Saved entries

PR #985, opened 2024-02-09
Bug fix: don't run methods on Editor widgets that haven't mounted

nedredmond:
The edit handler was immediately being called for some syntax corrections on values it was initialized with. This triggered Perseus' `onChange` callback, which was not yet prepared to handle them, causing the editor to crash.

Refactored the refs in widget-editor to not be string refs, then checked that current exists before calling methods

Issue: LC-1743

Testing:
[Follow @handeyeco's instructions for recreating the issue in a story from this comment (linked).](https://khanacademy.atlassian.net/browse/LC-1743?focusedCommentId=297416) You will notice that there is no crash, and the answer appears in the expression input as expected.

### DIFF
--- a/packages/perseus-editor/src/__stories__/editor-page.stories.tsx
+++ b/packages/perseus-editor/src/__stories__/editor-page.stories.tsx
@@ -26,9 +26,38 @@ export const Demo = (): React.ReactElement => {
     const [answerArea, setAnswerArea] = React.useState<
         PerseusAnswerArea | undefined | null
     >();
-    const [question, setQuestion] = React.useState<
-        PerseusRenderer | undefined
-    >();
+    const [question, setQuestion] = React.useState<PerseusRenderer | undefined>(
+        {
+            content: "[[☃ expression 1]]",
+            images: {},
+            widgets: {
+                "expression 1": {
+                    type: "expression",
+                    alignment: "default",
+                    static: false,
+                    graded: true,
+                    options: {
+                        answerForms: [
+                            {
+                                value: "++++",
+                                form: true,
+                                simplify: false,
+                                considered: "correct",
+                                key: "0",
+                            },
+                        ],
+                        buttonSets: ["basic", "prealgebra"],
+                        functions: ["f", "g", "h"],
+                        times: true,
+                    },
+                    version: {
+                        major: 1,
+                        minor: 0,
+                    },
+                },
+            },
+        },
+    );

● **TASK STATEMENT**
State the number of lines above that contain "PerseusRenderer". Write nothing besides it.

● **RESULT BELOW**
2